_Assigned task_:
If a line in the records below contains the word "describe", copy it out.

Start of Record extracts

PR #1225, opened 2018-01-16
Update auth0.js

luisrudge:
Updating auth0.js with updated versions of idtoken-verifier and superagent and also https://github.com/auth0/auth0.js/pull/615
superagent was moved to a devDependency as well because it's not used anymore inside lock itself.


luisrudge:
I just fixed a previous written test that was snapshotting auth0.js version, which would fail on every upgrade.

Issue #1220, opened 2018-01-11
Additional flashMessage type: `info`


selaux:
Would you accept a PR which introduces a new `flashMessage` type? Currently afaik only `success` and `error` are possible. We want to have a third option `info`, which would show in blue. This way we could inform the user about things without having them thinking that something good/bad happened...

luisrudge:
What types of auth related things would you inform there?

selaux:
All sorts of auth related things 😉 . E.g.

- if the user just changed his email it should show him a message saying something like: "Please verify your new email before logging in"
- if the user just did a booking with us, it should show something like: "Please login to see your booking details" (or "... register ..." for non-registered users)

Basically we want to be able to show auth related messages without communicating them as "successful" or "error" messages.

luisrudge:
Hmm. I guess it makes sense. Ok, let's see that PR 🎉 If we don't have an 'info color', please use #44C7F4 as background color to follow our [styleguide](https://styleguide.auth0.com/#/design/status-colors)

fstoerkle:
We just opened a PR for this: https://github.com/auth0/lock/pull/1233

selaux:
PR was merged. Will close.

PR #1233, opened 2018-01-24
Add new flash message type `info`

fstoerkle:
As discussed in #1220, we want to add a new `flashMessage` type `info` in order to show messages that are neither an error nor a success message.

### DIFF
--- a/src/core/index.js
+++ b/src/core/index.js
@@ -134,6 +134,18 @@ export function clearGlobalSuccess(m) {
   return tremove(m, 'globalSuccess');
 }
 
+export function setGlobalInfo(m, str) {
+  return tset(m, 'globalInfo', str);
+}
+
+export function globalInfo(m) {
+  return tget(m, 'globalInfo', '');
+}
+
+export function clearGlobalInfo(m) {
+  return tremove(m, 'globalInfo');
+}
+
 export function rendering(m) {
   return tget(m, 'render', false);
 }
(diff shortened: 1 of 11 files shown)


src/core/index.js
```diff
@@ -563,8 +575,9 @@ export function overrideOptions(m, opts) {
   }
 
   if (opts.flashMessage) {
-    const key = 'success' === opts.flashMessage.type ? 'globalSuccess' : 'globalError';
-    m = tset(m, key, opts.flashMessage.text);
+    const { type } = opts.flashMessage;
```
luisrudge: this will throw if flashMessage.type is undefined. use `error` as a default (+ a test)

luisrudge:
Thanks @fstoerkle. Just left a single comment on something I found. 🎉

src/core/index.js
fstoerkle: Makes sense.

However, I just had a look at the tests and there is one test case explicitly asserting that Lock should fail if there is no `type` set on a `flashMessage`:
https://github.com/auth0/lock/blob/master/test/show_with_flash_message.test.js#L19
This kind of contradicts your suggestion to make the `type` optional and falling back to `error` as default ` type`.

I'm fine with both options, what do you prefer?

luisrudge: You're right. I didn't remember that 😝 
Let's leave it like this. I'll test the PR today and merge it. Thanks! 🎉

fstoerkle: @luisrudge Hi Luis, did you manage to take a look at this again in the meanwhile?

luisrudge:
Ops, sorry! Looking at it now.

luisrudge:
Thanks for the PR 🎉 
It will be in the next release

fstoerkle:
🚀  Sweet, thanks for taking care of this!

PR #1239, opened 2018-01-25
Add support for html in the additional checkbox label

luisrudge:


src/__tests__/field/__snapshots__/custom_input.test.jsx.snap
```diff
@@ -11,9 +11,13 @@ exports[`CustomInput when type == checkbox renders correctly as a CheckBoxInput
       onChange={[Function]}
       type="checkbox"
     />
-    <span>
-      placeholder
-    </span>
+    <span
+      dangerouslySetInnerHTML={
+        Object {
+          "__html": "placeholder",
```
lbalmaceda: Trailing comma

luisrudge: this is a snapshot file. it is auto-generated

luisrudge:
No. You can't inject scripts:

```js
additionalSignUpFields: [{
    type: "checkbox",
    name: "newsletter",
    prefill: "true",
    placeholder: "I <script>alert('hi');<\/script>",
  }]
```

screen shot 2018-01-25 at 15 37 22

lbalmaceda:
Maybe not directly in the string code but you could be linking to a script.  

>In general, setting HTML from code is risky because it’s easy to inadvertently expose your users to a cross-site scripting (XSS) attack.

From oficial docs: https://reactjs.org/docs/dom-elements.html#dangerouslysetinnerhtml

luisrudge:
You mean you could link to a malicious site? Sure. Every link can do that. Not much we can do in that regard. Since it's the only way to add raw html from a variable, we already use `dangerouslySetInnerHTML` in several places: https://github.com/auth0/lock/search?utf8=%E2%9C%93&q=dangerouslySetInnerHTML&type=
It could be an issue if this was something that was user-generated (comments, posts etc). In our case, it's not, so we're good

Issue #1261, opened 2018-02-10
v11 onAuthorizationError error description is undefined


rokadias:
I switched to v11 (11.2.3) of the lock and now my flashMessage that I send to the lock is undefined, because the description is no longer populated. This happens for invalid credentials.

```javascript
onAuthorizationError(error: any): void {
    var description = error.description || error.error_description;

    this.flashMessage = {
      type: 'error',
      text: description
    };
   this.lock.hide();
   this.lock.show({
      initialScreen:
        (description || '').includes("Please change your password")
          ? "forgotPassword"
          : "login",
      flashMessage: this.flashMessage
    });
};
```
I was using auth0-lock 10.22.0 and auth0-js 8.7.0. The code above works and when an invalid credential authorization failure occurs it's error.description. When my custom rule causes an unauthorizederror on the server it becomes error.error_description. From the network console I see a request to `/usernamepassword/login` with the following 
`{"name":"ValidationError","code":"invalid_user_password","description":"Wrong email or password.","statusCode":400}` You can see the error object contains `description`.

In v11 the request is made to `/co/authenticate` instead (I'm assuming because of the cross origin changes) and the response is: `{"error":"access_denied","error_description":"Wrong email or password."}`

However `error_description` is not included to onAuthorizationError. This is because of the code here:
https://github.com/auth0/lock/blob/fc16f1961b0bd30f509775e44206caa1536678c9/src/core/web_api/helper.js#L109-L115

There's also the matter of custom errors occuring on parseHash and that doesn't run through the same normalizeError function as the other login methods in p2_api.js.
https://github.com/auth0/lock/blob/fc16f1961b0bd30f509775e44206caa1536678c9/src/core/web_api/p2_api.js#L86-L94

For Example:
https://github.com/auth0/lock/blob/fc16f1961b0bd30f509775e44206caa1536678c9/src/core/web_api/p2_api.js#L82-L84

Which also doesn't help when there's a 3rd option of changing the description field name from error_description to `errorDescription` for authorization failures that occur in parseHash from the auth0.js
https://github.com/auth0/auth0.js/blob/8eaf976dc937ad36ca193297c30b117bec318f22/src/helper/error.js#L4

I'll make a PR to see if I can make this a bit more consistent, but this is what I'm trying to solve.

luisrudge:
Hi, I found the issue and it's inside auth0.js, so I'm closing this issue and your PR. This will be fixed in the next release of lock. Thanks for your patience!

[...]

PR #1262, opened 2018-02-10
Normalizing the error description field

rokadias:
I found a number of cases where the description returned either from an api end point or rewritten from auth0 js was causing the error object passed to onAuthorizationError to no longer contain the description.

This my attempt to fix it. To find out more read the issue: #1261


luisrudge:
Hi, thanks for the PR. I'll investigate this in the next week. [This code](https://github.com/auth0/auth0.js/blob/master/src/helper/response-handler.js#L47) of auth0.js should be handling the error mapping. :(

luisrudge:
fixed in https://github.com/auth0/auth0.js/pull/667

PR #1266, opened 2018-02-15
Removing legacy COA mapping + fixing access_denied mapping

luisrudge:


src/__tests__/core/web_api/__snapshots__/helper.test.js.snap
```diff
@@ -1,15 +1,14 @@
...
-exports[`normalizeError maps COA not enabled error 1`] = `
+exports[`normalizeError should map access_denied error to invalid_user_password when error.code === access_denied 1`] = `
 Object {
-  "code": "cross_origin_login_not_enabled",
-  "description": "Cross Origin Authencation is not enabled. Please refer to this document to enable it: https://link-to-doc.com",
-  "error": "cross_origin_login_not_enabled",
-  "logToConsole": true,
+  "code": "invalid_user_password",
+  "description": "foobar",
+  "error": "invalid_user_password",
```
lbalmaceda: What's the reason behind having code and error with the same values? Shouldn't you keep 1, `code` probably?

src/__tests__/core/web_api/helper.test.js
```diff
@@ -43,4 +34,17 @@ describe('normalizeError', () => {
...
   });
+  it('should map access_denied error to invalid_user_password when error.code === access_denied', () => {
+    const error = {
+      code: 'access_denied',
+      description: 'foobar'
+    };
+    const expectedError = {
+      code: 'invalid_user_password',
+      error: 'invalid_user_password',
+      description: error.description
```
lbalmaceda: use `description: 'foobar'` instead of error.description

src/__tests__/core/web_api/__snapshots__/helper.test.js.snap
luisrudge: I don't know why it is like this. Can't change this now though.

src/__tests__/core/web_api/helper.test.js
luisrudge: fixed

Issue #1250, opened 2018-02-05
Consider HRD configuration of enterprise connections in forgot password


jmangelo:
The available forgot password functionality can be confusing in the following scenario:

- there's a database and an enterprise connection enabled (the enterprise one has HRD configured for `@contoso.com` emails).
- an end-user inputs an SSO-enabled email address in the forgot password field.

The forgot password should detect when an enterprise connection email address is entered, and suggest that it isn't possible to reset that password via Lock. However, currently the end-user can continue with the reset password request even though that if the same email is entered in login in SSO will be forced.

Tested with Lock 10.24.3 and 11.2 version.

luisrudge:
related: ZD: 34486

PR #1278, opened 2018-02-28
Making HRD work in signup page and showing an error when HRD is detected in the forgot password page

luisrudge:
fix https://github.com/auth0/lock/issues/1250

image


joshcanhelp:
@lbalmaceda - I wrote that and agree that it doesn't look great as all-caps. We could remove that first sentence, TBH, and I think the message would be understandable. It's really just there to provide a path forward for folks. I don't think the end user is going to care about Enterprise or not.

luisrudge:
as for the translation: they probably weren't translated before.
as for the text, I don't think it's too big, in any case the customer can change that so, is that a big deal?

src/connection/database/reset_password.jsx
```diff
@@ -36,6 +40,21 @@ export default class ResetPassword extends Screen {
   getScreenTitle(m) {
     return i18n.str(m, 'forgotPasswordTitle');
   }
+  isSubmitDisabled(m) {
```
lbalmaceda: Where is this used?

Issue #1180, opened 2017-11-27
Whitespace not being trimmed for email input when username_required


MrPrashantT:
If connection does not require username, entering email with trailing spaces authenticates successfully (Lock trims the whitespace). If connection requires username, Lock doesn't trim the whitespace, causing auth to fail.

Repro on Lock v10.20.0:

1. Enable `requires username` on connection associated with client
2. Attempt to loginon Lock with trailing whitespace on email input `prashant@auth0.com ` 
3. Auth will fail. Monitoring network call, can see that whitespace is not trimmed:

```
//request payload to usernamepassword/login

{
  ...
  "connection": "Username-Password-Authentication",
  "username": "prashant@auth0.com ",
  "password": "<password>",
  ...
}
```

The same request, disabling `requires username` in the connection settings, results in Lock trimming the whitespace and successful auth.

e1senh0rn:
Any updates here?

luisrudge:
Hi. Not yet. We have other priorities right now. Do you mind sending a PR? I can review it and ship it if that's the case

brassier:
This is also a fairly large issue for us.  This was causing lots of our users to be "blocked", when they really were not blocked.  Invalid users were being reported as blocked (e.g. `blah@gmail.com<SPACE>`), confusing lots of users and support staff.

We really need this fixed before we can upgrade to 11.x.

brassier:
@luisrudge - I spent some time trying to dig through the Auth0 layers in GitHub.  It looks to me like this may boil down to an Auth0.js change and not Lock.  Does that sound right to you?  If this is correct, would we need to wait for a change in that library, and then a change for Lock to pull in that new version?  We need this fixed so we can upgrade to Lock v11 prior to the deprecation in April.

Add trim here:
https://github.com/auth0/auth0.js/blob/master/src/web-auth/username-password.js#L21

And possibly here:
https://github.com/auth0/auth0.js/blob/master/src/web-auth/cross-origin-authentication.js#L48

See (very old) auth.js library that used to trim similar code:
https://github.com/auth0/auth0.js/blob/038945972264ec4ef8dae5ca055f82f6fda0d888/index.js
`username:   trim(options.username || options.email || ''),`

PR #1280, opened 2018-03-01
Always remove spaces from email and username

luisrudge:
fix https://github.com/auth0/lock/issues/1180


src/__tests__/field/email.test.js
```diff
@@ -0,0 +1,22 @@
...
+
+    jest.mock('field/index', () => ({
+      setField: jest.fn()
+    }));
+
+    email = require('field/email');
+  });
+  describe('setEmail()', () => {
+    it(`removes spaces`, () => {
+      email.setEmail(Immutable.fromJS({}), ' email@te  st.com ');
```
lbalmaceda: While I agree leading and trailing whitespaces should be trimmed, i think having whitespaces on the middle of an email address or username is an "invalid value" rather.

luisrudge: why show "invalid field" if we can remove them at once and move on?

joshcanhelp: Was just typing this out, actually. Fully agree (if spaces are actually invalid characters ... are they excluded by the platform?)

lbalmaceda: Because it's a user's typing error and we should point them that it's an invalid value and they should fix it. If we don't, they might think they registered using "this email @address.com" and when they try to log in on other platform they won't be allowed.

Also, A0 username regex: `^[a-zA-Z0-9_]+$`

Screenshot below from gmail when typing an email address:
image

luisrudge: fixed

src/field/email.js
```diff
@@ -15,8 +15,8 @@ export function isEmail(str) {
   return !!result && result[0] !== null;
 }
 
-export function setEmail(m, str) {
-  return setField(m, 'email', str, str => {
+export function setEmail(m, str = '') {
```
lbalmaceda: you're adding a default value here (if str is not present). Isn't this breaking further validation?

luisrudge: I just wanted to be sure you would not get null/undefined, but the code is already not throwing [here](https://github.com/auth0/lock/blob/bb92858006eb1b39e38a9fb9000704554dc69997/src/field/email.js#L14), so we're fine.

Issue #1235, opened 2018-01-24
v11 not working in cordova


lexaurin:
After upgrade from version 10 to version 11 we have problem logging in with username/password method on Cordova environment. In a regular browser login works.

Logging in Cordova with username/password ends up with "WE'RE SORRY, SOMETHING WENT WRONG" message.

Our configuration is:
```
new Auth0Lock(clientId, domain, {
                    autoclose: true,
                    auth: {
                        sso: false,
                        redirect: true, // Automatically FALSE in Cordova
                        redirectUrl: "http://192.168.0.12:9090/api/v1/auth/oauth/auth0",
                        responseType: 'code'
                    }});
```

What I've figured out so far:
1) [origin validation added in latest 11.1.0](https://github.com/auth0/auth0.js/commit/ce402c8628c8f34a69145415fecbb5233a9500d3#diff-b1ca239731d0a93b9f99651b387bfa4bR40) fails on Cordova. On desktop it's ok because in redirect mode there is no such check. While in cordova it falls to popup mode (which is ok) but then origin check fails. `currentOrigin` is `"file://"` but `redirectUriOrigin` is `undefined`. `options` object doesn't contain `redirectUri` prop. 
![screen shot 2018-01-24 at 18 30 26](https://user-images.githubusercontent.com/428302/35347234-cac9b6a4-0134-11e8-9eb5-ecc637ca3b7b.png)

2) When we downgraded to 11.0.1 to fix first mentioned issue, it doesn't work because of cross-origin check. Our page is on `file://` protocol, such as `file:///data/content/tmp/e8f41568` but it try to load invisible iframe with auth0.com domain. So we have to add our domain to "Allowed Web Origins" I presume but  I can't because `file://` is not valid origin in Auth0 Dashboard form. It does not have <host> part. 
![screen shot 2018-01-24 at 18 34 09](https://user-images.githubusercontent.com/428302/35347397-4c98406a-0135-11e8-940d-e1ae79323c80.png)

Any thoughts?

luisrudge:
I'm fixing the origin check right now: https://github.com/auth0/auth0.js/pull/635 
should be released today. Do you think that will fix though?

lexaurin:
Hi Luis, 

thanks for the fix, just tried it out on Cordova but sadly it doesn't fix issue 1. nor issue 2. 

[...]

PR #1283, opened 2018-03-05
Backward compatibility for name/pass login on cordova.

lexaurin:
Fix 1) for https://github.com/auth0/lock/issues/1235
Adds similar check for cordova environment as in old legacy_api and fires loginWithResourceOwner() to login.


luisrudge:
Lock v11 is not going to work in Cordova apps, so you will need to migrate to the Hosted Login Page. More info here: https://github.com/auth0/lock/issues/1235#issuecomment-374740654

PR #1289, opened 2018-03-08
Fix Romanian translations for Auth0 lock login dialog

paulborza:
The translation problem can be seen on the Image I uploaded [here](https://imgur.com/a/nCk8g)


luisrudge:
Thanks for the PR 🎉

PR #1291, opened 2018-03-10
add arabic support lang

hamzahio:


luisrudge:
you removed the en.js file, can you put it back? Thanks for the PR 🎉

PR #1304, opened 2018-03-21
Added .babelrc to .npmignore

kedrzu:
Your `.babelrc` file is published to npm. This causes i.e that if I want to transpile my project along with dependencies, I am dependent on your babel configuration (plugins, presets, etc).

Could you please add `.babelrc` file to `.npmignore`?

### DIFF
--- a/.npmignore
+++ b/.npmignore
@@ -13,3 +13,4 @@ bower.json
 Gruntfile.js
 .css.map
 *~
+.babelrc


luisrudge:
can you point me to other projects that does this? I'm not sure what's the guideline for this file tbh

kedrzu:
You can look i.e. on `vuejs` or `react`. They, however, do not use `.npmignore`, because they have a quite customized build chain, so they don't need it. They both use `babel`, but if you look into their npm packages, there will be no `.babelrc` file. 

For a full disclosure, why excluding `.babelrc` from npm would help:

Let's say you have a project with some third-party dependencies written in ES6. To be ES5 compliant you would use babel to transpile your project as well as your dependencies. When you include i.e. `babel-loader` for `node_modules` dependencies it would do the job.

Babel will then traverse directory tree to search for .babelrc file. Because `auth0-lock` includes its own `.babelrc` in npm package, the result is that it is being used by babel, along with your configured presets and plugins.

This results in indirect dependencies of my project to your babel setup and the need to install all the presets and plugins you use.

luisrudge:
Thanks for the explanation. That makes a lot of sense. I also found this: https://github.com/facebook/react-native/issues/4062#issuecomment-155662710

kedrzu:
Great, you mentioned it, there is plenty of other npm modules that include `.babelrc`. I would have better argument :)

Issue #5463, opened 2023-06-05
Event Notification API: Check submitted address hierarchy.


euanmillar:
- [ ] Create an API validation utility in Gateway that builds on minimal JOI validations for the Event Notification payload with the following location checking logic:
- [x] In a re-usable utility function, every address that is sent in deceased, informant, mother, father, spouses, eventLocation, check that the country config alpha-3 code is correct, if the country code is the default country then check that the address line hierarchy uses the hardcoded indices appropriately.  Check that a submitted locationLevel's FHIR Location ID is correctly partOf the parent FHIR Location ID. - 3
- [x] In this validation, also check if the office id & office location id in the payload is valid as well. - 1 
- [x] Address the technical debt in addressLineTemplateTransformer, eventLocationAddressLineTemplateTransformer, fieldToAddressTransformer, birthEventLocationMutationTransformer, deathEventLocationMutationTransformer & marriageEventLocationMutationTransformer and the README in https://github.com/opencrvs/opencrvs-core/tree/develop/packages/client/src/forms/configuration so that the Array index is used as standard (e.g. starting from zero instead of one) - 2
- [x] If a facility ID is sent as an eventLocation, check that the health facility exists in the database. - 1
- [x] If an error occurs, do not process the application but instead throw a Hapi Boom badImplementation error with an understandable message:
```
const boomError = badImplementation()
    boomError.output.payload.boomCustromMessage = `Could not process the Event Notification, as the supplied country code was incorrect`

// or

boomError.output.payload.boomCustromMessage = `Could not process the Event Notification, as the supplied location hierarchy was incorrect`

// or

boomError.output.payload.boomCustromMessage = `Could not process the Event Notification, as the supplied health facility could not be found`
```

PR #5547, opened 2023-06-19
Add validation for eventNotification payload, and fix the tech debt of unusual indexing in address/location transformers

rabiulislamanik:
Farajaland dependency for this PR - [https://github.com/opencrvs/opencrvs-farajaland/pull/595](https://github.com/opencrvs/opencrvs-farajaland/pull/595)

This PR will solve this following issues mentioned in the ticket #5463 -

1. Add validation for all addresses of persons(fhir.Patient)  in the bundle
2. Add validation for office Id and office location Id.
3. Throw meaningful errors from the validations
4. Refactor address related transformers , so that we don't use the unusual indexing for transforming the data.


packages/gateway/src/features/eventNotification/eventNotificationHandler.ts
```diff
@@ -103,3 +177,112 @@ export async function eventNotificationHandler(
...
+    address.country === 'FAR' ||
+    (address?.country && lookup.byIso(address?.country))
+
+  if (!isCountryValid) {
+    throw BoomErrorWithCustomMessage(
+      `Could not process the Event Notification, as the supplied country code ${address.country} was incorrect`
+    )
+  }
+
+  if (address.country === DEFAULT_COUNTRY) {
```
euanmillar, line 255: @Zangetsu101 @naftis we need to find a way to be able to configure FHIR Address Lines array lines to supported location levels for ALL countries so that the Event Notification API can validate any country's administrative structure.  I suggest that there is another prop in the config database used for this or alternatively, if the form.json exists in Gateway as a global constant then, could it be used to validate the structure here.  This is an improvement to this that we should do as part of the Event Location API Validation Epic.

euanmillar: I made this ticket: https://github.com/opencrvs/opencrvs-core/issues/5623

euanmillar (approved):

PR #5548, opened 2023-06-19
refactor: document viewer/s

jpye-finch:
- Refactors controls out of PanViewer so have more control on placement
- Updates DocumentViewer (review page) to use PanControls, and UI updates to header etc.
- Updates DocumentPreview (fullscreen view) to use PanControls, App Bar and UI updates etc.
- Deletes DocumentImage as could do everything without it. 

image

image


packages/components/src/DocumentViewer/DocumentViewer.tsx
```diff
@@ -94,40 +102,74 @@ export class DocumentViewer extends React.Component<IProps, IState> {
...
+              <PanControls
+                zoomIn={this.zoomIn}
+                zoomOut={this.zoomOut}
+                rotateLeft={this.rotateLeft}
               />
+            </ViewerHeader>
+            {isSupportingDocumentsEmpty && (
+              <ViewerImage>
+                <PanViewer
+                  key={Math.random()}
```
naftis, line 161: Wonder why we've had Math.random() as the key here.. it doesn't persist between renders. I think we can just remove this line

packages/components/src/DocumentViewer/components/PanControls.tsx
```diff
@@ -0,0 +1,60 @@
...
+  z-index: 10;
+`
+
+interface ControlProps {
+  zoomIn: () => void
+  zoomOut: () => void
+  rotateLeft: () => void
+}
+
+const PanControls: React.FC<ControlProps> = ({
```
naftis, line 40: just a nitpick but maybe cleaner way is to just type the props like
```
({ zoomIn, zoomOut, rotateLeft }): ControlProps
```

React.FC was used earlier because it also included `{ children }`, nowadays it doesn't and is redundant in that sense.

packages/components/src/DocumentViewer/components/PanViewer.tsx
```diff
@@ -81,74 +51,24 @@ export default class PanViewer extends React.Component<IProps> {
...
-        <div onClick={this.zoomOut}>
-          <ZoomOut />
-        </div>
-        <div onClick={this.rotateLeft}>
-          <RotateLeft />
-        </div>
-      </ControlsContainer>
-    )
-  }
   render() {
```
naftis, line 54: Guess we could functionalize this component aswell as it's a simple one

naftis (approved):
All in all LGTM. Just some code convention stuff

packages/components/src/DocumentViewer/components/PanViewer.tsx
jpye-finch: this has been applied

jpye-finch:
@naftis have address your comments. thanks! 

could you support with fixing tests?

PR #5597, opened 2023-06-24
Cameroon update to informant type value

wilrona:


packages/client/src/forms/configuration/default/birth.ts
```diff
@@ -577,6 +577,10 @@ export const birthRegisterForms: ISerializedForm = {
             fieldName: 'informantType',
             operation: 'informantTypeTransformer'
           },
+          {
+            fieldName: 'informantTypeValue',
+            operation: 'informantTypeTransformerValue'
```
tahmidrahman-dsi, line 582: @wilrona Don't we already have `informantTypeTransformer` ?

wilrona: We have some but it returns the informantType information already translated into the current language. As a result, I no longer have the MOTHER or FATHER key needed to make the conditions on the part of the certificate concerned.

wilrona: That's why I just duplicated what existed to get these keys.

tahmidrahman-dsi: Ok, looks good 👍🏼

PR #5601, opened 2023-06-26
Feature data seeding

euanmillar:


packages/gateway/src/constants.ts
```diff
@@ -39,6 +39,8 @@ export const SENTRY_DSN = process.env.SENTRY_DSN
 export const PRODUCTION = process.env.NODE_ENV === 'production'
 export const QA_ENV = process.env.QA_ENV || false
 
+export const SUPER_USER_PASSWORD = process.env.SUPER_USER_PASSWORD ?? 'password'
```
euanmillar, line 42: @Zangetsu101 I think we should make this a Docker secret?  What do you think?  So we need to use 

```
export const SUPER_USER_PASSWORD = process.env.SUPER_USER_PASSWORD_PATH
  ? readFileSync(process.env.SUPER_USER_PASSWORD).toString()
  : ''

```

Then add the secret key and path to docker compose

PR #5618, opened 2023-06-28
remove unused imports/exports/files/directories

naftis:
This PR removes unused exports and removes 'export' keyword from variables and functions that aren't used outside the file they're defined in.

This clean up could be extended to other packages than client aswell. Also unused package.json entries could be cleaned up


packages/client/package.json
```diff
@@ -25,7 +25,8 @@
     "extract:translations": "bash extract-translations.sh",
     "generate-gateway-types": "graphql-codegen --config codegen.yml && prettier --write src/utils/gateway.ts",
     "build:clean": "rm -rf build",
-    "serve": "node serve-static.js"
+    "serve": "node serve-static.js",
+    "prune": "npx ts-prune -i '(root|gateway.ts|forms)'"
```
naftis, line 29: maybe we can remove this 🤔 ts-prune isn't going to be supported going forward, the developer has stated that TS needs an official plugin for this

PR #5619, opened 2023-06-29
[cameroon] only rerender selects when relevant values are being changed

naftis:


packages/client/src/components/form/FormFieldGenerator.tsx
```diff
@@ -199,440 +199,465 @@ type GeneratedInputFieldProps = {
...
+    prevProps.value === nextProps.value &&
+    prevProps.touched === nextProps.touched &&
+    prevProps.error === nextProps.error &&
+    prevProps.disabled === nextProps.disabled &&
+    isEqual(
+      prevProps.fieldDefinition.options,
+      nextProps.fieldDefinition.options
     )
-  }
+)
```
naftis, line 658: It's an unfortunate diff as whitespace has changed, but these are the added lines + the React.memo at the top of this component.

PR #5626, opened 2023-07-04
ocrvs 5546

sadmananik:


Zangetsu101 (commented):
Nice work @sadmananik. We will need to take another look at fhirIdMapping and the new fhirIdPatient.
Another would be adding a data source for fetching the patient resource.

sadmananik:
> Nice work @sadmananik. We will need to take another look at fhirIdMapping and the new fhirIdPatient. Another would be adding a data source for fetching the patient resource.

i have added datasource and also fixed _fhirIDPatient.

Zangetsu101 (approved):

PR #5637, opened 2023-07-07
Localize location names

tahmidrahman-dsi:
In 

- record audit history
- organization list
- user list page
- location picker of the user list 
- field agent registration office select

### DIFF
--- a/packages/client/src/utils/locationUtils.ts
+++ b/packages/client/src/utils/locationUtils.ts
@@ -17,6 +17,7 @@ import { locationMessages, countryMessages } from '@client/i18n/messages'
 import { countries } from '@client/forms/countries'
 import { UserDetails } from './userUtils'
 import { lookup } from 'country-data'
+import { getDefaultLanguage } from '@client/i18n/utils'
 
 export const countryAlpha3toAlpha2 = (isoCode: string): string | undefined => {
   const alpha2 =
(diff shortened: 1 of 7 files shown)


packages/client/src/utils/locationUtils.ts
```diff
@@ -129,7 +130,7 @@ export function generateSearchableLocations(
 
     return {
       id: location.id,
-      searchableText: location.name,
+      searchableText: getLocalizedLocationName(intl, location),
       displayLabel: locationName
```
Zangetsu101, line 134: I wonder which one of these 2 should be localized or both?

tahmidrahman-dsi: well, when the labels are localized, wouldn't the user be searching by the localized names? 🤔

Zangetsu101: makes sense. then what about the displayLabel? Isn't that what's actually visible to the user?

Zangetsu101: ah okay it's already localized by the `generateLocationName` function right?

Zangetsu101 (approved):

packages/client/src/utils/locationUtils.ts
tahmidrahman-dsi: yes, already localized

End of Record extracts

_Answer to the exercise_:
@@ -43,4 +34,17 @@ describe('normalizeError', () => {
+  describe('setEmail()', () => {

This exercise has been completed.